In Europe, prostate cancer is the second most frequent lethal malignancy in men. Yearly about 40,000 men die of prostate cancer in the EU countries.

Prostate cancer screening

The current gold standard for prostate cancer screening is serum Prostate Specific Antigen level (PSA) in combination with Digital Rectal Exam (DRE). Men who have more than 2,5 ng/ml of PSA are considered a risk group for prostate cancer. Although routine PSA screening has resulted in earlier detection of prostate cancer, PSA levels can be elevated due to other conditions such as non-specific Prostatitis and Benign Prostate Hyperplasia (BPH). A major disadvantage of the PSA marker is its low specificity, resulting in a significant amount of false biopsy indications associated with elevated costs in patient care. It is estimated that up to 70 % of biopsies performed annually do not reveal any prostate cancer in Europe.
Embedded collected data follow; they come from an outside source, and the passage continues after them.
Issue #180, opened 2017-10-18
problem with coreml model on nnvm


gengtsh:
when i run my coreml on nnvm, i encountered one issue:
AttributeError: 'module' object has no attribute 'concat'
then i check symbol.py in nnvm/python/nnvm folder, there is no concat definition in Symbol class.
i notice concat is defined in onnx.py, so, do i need to import onnx by myself? or what can i do it for this issue? thanks a lot.

PENGUINLIONG:
Both `Concat` and `concat` can be used to make concatenation layers in mxnet but for coreml it's not the case. There is [`ConcatLayerParams` for concatenation](https://github.com/dmlc/nnvm/blob/74549d68593115cf59492d0d7852f06223d697e6/python/nnvm/frontend/coreml.py#L286) in `coreml.py` yet it has another name. What defined in `onnx.py` is for onnx, they are not the same thing. Both `Concat` and `concat` can be used to make concatenation layers in mxnet but for coreml it's not the case.

gengtsh:
could you please explain a little about your first sentence "...for coreml it's not the case".  does it mean that coreml didn't support concat ? 

my problem is:
my original model is a caffe model. I  use coremltools, convert caffe model to coreml model, then when i run it on the nnvm, it said that" AttributeError: 'module' object has no attribute 'concat'" . 
The problem is in line 251 (ret = _sym.concat(ret, insyms[i], dim=1) ) in coreml.py. it is in def ConcatLayerParams. based on my understanding, _sym.concat is not implemented in symbol.py. that's the reason why i get this issues.  if i'm wrong, please correct me. 

could you please tell me how to handle this issue? thanks in advance.

PENGUINLIONG:
I see the problem. The concatenation op is registered as [`concatenate`](https://github.com/dmlc/nnvm/blob/a96133e4074e61054d106efab2ca4ebebbde7454/python/nnvm/top/transform.py#L49-L57) but is not used as-is. It's called `concat` in [`coreml.py`](https://github.com/dmlc/nnvm/blob/74549d68593115cf59492d0d7852f06223d697e6/python/nnvm/frontend/coreml.py#L251) instead of the correct one, `concatenate`. Rename it and it should work fine. I will PR that.

tqchen:
thanks @PENGUINLIONG for fixing this issue

PR #181, opened 2017-10-18
[FRONTEND] Correct the use of `concatenate` operator

PENGUINLIONG:
See issue #180 .


python/nnvm/frontend/coreml.py
```diff
@@ -248,7 +248,7 @@ def ConcatLayerParams(op, insyms, symtab):
         raise NotImplementedError("Sequence Concat not supported")
     ret = insyms[0]
     for i in range(1, len(insyms)):
-        ret = _sym.concat(ret, insyms[i], dim=1)
+        ret = _sym.concatenate(ret, insyms[i], dim=1)
```
tqchen: we can do ret = _sym.concatenate(*insyms, dim=1)

PENGUINLIONG: There are also some `ret`s used as parameters nearby (like [this one](https://github.com/dmlc/nnvm/blob/a96133e4074e61054d106efab2ca4ebebbde7454/python/nnvm/frontend/coreml.py#L239)). Should I remove them in this PR?

tqchen: only concatenate support multiple input value

PR #149, opened 2016-07-27
[8.0] Fix mgmtsystem_action case_open

ghost:
This method could lead to "Expected singleton" error.
Nothing ensures that there is only one state that is not the start nor the end.

### DIFF
--- a/mgmtsystem_action/mgmtsystem_action.py
+++ b/mgmtsystem_action/mgmtsystem_action.py
@@ -85,7 +85,7 @@ class mgmtsystem_action(models.Model):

UNIArray^® technology identifies novel auto-antigen candidates

Protagen AG and the Medical University Innsbruck, Department of Urology, have successfully identified novel auto-antigen candidates by comparative screening of well characterized prostate cancer serum samples versus a control group of healthy serum samples using the proprietary UNIArray^® technology. We are currently assessing the technical feasibility of detecting prostate specific auto-antibodies in serum as a new diagnostic approach to improve on the predictive value of PSA screening for prostate cancer, and to determine which patients require rigorous clinical follow-up (biopsy, PSA monitoring). The validation program is taking place as a multi-centre trial with the world renowned urology department of the Johns Hopkins Medical School, Baltimore, Maryland, USA and the Medical University Innsbruck, Department of Urology, Austria, Europe.